I took a journey to watch the Olympic cycling road race last week. It was about 30 miles from where I live, and the place I wanted to get to was at the top of one of the hills on the route (I like to see the riders struggle up the hills).
How did I get there? I put my bike in the car, drove to a parking spot about five miles from the race route, cycled to within a mile where I locked up the bike and walked the last mile through the crowds, up the hill to the road side.
What if I had tried to get all the way in my car? I would have been turned away. Or walked the whole thing? I would have missed the event altogether. The point is I used the common-sense approach — the right means of transport for each stage of the journey — and I reached my destination.
Likewise, you wouldn’t expect donors to fulfill their giving potential if the only means of communication you had was, say, e-mail. Building a relationship with a donor is about nurturing support, understanding motives and what the donor is likely to want to support — and you are likely to need different communication channels depending on where donors are in their donor journeys. You also need a donor database to track where they are on their journeys and the tools with which to engage them.

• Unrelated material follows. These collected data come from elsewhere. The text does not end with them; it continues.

PR #1815, opened 2019-09-04
Call pthread_sigmask() as early as possible so Xwayland SIGUSR1 is not caught by GPU driver threads

a-m-joseph:
Supersedes/replaces https://github.com/swaywm/sway/pull/4537

### DIFF
--- a/backend/backend.c
+++ b/backend/backend.c
@@ -2,6 +2,7 @@
 #include <assert.h>
 #include <errno.h>
 #include <libinput.h>
+#include <signal.h>
 #include <stdlib.h>
 #include <string.h>
 #include <unistd.h>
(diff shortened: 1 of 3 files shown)


emersion:
Hmm, this isn't a good place for this piece of code.

Can't the Mali driver ignore SIGUSR1?

a-m-joseph:
> Hmm, this isn't a good place for this piece of code.
> 
> Can't the Mali driver ignore SIGUSR1?

No.

emersion:
>No.

Why not?

a-m-joseph:
> > No.
> 
> Why not?

This patch is how you make the Mali driver ignore SIGUSR1.

When a thread receives a signal it wasn't expecting, the process terminates. The way you indicate that the signal is not unexpected is by calling pthread_sigmask() before the thread is created, which is what both this patch and Weston do.

emersion:
If there's no way to move this inside `wlr_xwayland`, I'd prefer this patch to be in sway's `main` function.

agx:
> If there's no way to move this inside wlr_xwayland, I'd prefer this patch to be in sway's main function.

I agree. Messing with signal masks in the library will only cause more problems. We're   doing this in phoc

https://source.puri.sm/Librem5/phoc/blob/master/src/main.c#L116

to avoid having the wrong thread receive the signal.

a-m-joseph:
> https://source.puri.sm/Librem5/phoc/blob/master/src/main.c#L116

In your code:

```
  sigprocmask(SIG_BLOCK, &mask, NULL);
```

$ man 2 sigprocmask
...
The use of **sigprocmask() is unspecified in a multithreaded process**; see pthread_sigmask(3). 
...

ddevault:
Mali is in the wrong here. They should not be doing this.

ascent12:
Yeah, I don't see why Mali would have issues with this, yet many of the Mesa drivers (which are multithreaded) don't.
We've have next to no interest in supporting proprietary drivers. It's fine if they happen to work with standard interfaces or with things like GBM, but going out of our way to have workarounds for them is not something I want to carry. That's not even something I would want to do with an open driver.

ddevault:
>We've have next to no interest in supporting proprietary drivers

I would say we have *less* than zero interest.

a-m-joseph:
> They should not be doing this.

Not be doing what, exactly?

PR #1818, opened 2019-09-12
Remove software cursor support

ascent12:
Closes https://github.com/swaywm/wlroots/issues/1363  
See https://github.com/swaywm/wlroots/issues/1363#issuecomment-529786169

~Hardware cursor support hasn't been added back yet, see: https://github.com/swaywm/wlroots/issues/1363#issuecomment-530752843~

I've updated examples/pointer.c to draw its own cursor. I haven't updated examples/multi-pointer.c yet.
They are very similar examples, and I wonder if we really need both.

### DIFF
--- a/include/wlr/interfaces/wlr_output.h
+++ b/include/wlr/interfaces/wlr_output.h
@@ -19,10 +19,6 @@ struct wlr_output_impl {
 	bool (*set_mode)(struct wlr_output *output, struct wlr_output_mode *mode);
 	bool (*set_custom_mode)(struct wlr_output *output, int32_t width,
 		int32_t height, int32_t refresh);
-	bool (*set_cursor)(struct wlr_output *output, struct wlr_texture *texture,
-		int32_t scale, enum wl_output_transform transform,
-		int32_t hotspot_x, int32_t hotspot_y, bool update_texture);
-	bool (*move_cursor)(struct wlr_output *output, int x, int y);
 	void (*destroy)(struct wlr_output *output);
 	bool (*attach_render)(struct wlr_output *output, int *buffer_age);
 	bool (*cursor_try_set_size)(struct wlr_output *output, int *x, int *y);
--- a/types/wlr_output.c
+++ b/types/wlr_output.c
@@ -302,9 +302,6 @@ static void handle_display_destroy(struct wl_listener *listener, void *data) {
 void wlr_output_init(struct wlr_output *output, struct wlr_backend *backend,
 		const struct wlr_output_impl *impl, struct wl_display *display) {
 	assert(impl->attach_render && impl->commit);
-	if (impl->set_cursor || impl->move_cursor) {
-		assert(impl->set_cursor && impl->move_cursor);
-	}
 	output->backend = backend;
 	output->impl = impl;
 	output->display = display;


ascent12:
I'm reasonably happy with how this has turned out so far, at least for the backend code/API. I think this is ready for an initial round of review.

With `drm_connector_set_cursor` gone, it opens up a lot of opportunities to simplify many aspects of the DRM backend. I was tempted to do some of that now, but haven't; it'll just be 500+ lines of unrelated work muddying up this PR.

I've adding optionally caching textures inside of `wlr_xcursor_manager`.

`examples/pointer` works on both the DRM and Wayland backends. I added a white background to the cursor to show off the size of the cursor plane.

What's probably needed now is an implementation in a real compositor that handles output rotations (i.e. sway),

---

Now that the compositor has a lot more control over how the cursor is rendered, I realised that it opens the possibility for the compositor to also draw the drag-icon on it too. On AMD, you've got 128x128 to work with, which is enough most of the time. IIRC, Intel's ones were 256x256.

This would be a slight efficiency boost, because you're not damaging the main framebuffer as much.

---

An important point I forgot to bring up before in https://github.com/swaywm/wlroots/issues/1363#issuecomment-529786169 was the handling of subsurfaces, which is actually the main reason for wanting to do this. Right now, we do not correctly handle them or even display them at all, which is a violation of the protocol. Future work such as `wp_viewporter` and any extension that will affect rendering (colour management, alpha compositing) also can not be handled.

The main reason I do not want any sort of helper API is because it needs to be aware of all of these things, be able to adapt to even more things being added in the future, and is just going to be extremely complex. I'd consider something like this done "properly" which can hide all of this to be on the level of WLC, in terms of how high level it needs to be.

Yet the compositor will already have its own ways of drawing subsurface trees, handling rotations, damage tracking, and related things, which I think could just be used without many changes onto the cursor surface or onto the main framebuffer.

Awhile ago, I threw together an insane test client that uses cursor subsurfaces. I'll eventually clean it up and submit it to [wleird](https://github.com/emersion/wleird). Ideally, I want it to render entirely correctly in sway when this work is complete.

ddevault:
>What's probably needed now is an implementation in a real compositor that handles output rotations (i.e. sway)

Agreed, I'd like to see a sway implementation. Does tinywl need updating as well?

> The main reason I do not want any sort of helper API is because it needs to be aware of all of these things, be able to adapt to even more things being added in the future, and is just going to be extremely complex. I'd consider something like this done "properly" which can hide all of this to be on the level of WLC, in terms of how high level it needs to be.

Bleh, that really sucks. I've been dreading things like `wp_viewporter` because it represents offloading a *huge* amount of work onto downstream compositors. Something as simple as "display a surface correctly" is going to be pushed up into the thousands of lines of code. I *really* want to figure out a good way of letting wlroots optionally shoulder this burden.

> Yet the compositor will already have its own ways of drawing subsurface trees, handling rotations, damage tracking, and related things, which I think could just be used without many changes onto the cursor surface or onto the main framebuffer.

I hope so. This is why I want to see how sway et al is affected by these changes.

include/wlr/interfaces/wlr_output.h
```diff
@@ -19,12 +19,11 @@ struct wlr_output_impl {
...
 		int32_t height, int32_t refresh);
-	bool (*set_cursor)(struct wlr_output *output, struct wlr_texture *texture,
-		int32_t scale, enum wl_output_transform transform,
-		int32_t hotspot_x, int32_t hotspot_y, bool update_texture);
-	bool (*move_cursor)(struct wlr_output *output, int x, int y);
 	void (*destroy)(struct wlr_output *output);
 	bool (*attach_render)(struct wlr_output *output, int *buffer_age);
+	bool (*cursor_try_set_size)(struct wlr_output *output, int *x, int *y);
+	bool (*cursor_attach_render)(struct wlr_output *output, int *buffer_age);
+	bool (*cursor_commit)(struct wlr_output *output);
```
ddevault: One thing that bothers me in terms of future-proofing is that we're trying to remove cursors from this interface, yet we're still hardcoding the idea that cursors are special into it. The idea that a cursor plane is special seems rife with legacy potential - I don't see any reason why future graphics architectures would make this call instead of just using generalized planes. What are we to do in that case? Steal a plane and make it the "cursor" plane? Abort and make the compositor show it in software? The idea of cursors at all probably doesn't belong at this level of abstraction. I imagine that ideally the cursorness of a plane becomes an enum value for a bitfield in a general planes API, so that the downstream compositor can search through planes and pick it out as the cursor plane themselves (or this hypothetical cursor helper could do the same). But that's another breaking change we'll face later, so we're designing an API today which we know we'll break later, which is just annoying.

ddevault:
On the subject of the viability of a "helper", wlroots is designed as a whole to meet the compositor at two levels: low-level abstractions they can do whatever they want with (directly managing planes), and high-level abstractions that leverage these to do the high-level task they want (display a cursor on screen). The compositor should be able to say "display a cursor on screen" and wlroots will take the best approach, using hardware or software cursors as necessary. If this requires connecting disaparate systems, then the compositor will provide the connection. If this requires sacrificing some compositor autonomy, then the compositor will either give it up or will peel off the abstraction when they need to.

Adding a "helper" may have to wait until the renderer redesign as a whole is complete, and we have some kind of interface we can pass to this helper which will allow it to render software cursors correctly within the context of the downstream compositor's rendering constraints.

ddevault:
While I'm doing an API design brain dump, another thing which bugs me is the increasingly low-level nature of a *subset* of the `wlr_output` API. Every downstream compositor will have to deal with the high-level parts of wlr_output, but as parts of it become lower-level, the more confusing it becomes in lockstep. Don't have a solution.

include/wlr/types/wlr_output.h
```diff
@@ -303,26 +294,90 @@ void wlr_output_lock_attach_render(struct wlr_output *output, bool lock);
...
  */
-void wlr_output_render_software_cursors(struct wlr_output *output,
-	pixman_region32_t *damage);
 
+/**
+ * Sets the size of the hardware cursor buffer to the values pointed to by
+ * x and y.
+ *
+ * Some backends have strict requirements for the cursor size and may not be
+ * able to use the size you requested exactly. The actual value used will be
```
ddevault: Are these strict requirements a min/max value, or do they get more complex (e.g. must be even)? If the former, I'd rather expose the min/max and let the compositor munge the numbers themselves, then fail opaquely if they don't meet the constraints.

include/wlr/types/wlr_output.h
```diff
@@ -303,26 +294,90 @@ void wlr_output_lock_attach_render(struct wlr_output *output, bool lock);
...
+ * left in x and y. If this is not large enough for the cursor you wish to
+ * draw, you should fall back to using software cursors.
+ *
+ * This returns false if the backend does not support hardware cursors or from
+ * some other internal error. Either way, you should fall back to using
+ * software cursors.
+ */
+bool wlr_output_cursor_try_set_size(struct wlr_output *output, int *x, int *y);
```
ddevault: Let's also remove `_try` from the name, we don't have any precedent of doing this for things which might fail.

include/wlr/types/wlr_output.h
```diff
@@ -303,26 +294,90 @@ void wlr_output_lock_attach_render(struct wlr_output *output, bool lock);
...
+ *
+ * This is in output buffer coordinates. Negative values and values that would
+ * place the cursor partially or entirely off the main framebuffer are allowed.
+ *
+ * The hotspot is the point on the cursor buffer (from the top left) where the
+ * cursor actually points. For example, with a cursor representing a hand, the
+ * hotspot may be over the index finger, rather than the top left corner.
+ *
+ * Some backends may not be able to move the cursor freely, but may still be
+ * able to make use of the hotspot to correctly show the cursor.
```
ddevault: This sounds better to me:

`Some backends (e.g. Wayland) don't control where the cursor goes, but may be able to suggest the hotspot to the system which does.`

The hotspot is not "shown", it informs placement.

include/wlr/types/wlr_output.h
```diff
@@ -303,26 +294,90 @@ void wlr_output_lock_attach_render(struct wlr_output *output, bool lock);
...
+ * Apply pending cursor state.
+ *
+ * This may or may not be synchronized with the output, and would be applied on
+ * `wlr_output_commit`, depending on the backend limitations. However, it's
+ * advised to assume that they are sychronized and do any cursor operations at
+ * the same time you render to the output.
+ *
+ * If you have called `wlr_output_cursor_attach_render`, you must call this
+ * function before `wlr_output_attach_render`, otherwise you risk losing or
+ * corrupting rendering state.
```
ddevault: Can we make this an assertion instead of a "risk"?

include/wlr/types/wlr_xcursor_manager.h
```diff
@@ -58,12 +63,19 @@ struct wlr_xcursor *wlr_xcursor_manager_get_xcursor(
...
+ *
+ * The returned texture is owned by the xcursor manager. You should not save or
+ * destroy it.
+ * The manager makes use of the wlr_xcursor_image.userdata field. You must not
+ * modify this field yourself.
  */
-void wlr_xcursor_manager_set_cursor_image(struct wlr_xcursor_manager *manager,
-	const char *name, struct wlr_cursor *cursor);
+struct wlr_texture *wlr_xcursor_manager_get_texture(
+	struct wlr_xcursor_manager *manager, struct wlr_xcursor_image *image);
```
ddevault: Why are we passing in the `wlr_xcursor_image` instead of the name?

include/wlr/types/wlr_xcursor_manager.h
```diff
@@ -58,12 +63,19 @@ struct wlr_xcursor *wlr_xcursor_manager_get_xcursor(
...
+ * wlr_xcursor_manager.
+ *
+ * The wlr_xcursor_manager must have been created with a wlr_renderer and the
+ * wlr_xcursor_image must have come from a wlr_xcursor returned from
+ * wlr_xcursor_manager_get_xcursor.
+ *
+ * The returned texture is owned by the xcursor manager. You should not save or
+ * destroy it.
+ * The manager makes use of the wlr_xcursor_image.userdata field. You must not
+ * modify this field yourself.
```
ddevault: Maybe we can rejigger things a bit so that this field is in a private struct.

include/wlr/interfaces/wlr_output.h
emersion: I think this new API is designed to be temporary, and will be removed when we start exposing universal planes.

ddevault: Yeah, I know. I just want to be cautious and deliberate when we cause churn for downstream compositors.

include/wlr/types/wlr_output.h
```diff
@@ -303,26 +294,90 @@ void wlr_output_lock_attach_render(struct wlr_output *output, bool lock);
...
  */
-bool wlr_output_cursor_set_image(struct wlr_output_cursor *cursor,
-	const uint8_t *pixels, int32_t stride, uint32_t width, uint32_t height,
-	int32_t hotspot_x, int32_t hotspot_y);
-void wlr_output_cursor_set_surface(struct wlr_output_cursor *cursor,
-	struct wlr_surface *surface, int32_t hotspot_x, int32_t hotspot_y);
-bool wlr_output_cursor_move(struct wlr_output_cursor *cursor,
-	double x, double y);
-void wlr_output_cursor_destroy(struct wlr_output_cursor *cursor);
+bool wlr_output_cursor_commit(struct wlr_output *output);
```
emersion: Any reason why we need an explicit function for this, instead of doing the commit with `wlr_output_commit`?

include/wlr/types/wlr_output.h
emersion: On DRM, this indicates a width/height that works. This doesn't mean that it's the min/max: for instance, sizes too small might fail. There's no way to get the min/max that i know of.

Compositors should just use this size if the backend has such limitation.

include/wlr/types/wlr_output.h
```diff
@@ -303,26 +294,90 @@ void wlr_output_lock_attach_render(struct wlr_output *output, bool lock);
...
+ *
+ * Not every backend/output will support hardware cursors, so you must always
+ * be prepared to fall back to rendering the cursor to the main framebuffer
+ * yourself.
+ *
+ * Hardware cursors are always in output buffer coordinates, and does not take
+ * scale nor rotation into account. You are responsible for doing this
+ * yourself.
+ *
+ * Hardware cursors are always in the ARGB8888 format.
```
emersion: This is DRM-specific, and I don't think this actually matters?

include/wlr/types/wlr_output.h
```diff
@@ -303,26 +294,90 @@ void wlr_output_lock_attach_render(struct wlr_output *output, bool lock);
...
+bool wlr_output_cursor_try_set_size(struct wlr_output *output, int *x, int *y);
+
+/**
+ * Attaches the renderer to the cursor buffer.
+ *
+ * You must successfully call `wlr_output_cursor_try_set_size` at least once
+ * before using this. Any rendering done will be applied on
+ * `wlr_output_cursor_commit`.
+ */
+bool wlr_output_cursor_attach_render(struct wlr_output *output, int *buffer_age);
```
emersion: There's no damage tracking support for cursors. I'd just remove the `buffer_age` parameter.

include/wlr/types/wlr_output.h
ascent12: Originally this is what I was I was going to do, but this caused issues with the rendering state.
```c
eglMakeCurrent(egl, cursor_surface, ...);
// render stuff
eglMakeCurrent(egl, primary_surface, ...);
// render stuff
eglSwapBuffers(egl, cursor_surface, ...);
eglSwapBuffers(egl, primary_surface, ...);
```
doesn't really work, even if you add additional eglMakeCurrent calls before eglSwapBuffers.

include/wlr/types/wlr_xcursor_manager.h
ascent12: Because a user is still expected to need the `wlr_cursor_image` for hotspot information. Doing it this way just prevents needing to do two lookups.

include/wlr/types/wlr_output.h
ascent12: It becomes quite a pain to check reliably. Since the current EGL context/surface bound is global state, it could be bound to any output, even on a different backend.

include/wlr/interfaces/wlr_output.h
ascent12: Yeah, API churn is definitely an issue. But the old cursor code was extremely detrimental towards other work I was doing, particularly `wp_linux_explicit_synchronization` and the backend part of renderer v6. I would've had to hack up the interface even further, and I wasn't keen on adding knowingly broken code.
I feel this is a necessary intermediate step for moving forward.

---

For the DRM backend, universal planes really would make this interface pointless. I personally didn't plan on adding planes support for DRM until after all of this other rendering shit is finished, which at my pace would be *way* off in time. But with emersion doing libliftoff, that could come sooner than I anticipate.

But while I was implementing the Wayland backend part of this, I realised that for it, cursors really are special. They're completely unsynchronized with the main surface (unlike a plane would be), you don't get to move it, and if we wanted to add drag-and-drop support for the Wayland backend, we could even expose drag-icons for it.

We could do something planes-like with `wl_subsurfaces`, but cursors don't fit into that.

Basically, this needs more thought.

include/wlr/types/wlr_output.h
ascent12: I was actually wondering at one point whether it was worth adding damage to this (it's not like it's a lot of work), but I guess I just forgot about it and left this half-way solution.

include/wlr/types/wlr_xcursor_manager.h
ascent12: I didn't really want to make an entire copy of the `wlr_xcursor_theme` "tree". I figured a userdata field would be the simplest and most elegant solution, and could help people not using `wlr_renderer` when that truly becomes viable.

ddevault: Why does moving this to a private struct necessitate a copy of the `wlr_xcursor_theme` "tree"? Unsure of what "tree" means here, either.

include/wlr/types/wlr_output.h
ddevault: I wonder if we should move to `begin/end` semantics, rather than `current/commit`.

emersion:

https://gitlab.freedesktop.org/wlroots/wlroots/-/merge_requests/1818

PR #1819, opened 2019-09-13
layer-shell: ignore ack_configure() on closed surfaces

ammen99:
When the surface is closed, we destroy all pending serials waiting to be accepted. This means we need to ignore any future ack events, because we can have the following events:

1. -> configure()
2. -> close()
3. <- ack_configure()

At point 3, wlroots will error the client because of invalid serial,
however the client hasn't processed close() yet.


ammen99:
Quite fast, thanks :)

PR #1820, opened 2019-09-14
wlr_seat_touch: Destroy the touchpoint on client destroy

### LINKED ISSUE #1788: Destroying surface with active touchpoints leads to crashes
Reproduced with sway, phoc and rootston.

Steps to reproduce:
1. Launch any app, say, weston-terminal
2. Touch it and don't release.
3. Kill weston-terminal (for instance via ssh)
4. Move or release the finger.

Result: events are being sent on a surface that has been already destroyed, leading to a crash.

dos1:
Since e26217c51e3a5e1d7dfc95a8a76299e056497981, touchpoints can outlive
surfaces. This works fine as long as the client stays around, but fails
horribly otherwise; therefore we have to make sure that touchpoints don't
outlive their clients.

Fixes #1788

### DIFF
--- a/include/wlr/types/wlr_seat.h
+++ b/include/wlr/types/wlr_seat.h
@@ -64,6 +64,7 @@ struct wlr_touch_point {
 
 	struct wl_listener surface_destroy;
 	struct wl_listener focus_surface_destroy;
+	struct wl_listener client_destroy;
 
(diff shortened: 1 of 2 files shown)


emersion:
Thanks both of you!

The nonprofit world seems to be hung up on whether multichannel donors are more valuable than single-channel donors. The 2011 donorCentrics survey answered the question, perhaps unsurprisingly, with a “yes.” It found that those donors who are acquired online and then cross over to offline giving (and just less than half do) are more valuable and are retained for longer. But the more important question for me is, “What channels do I need to use when?”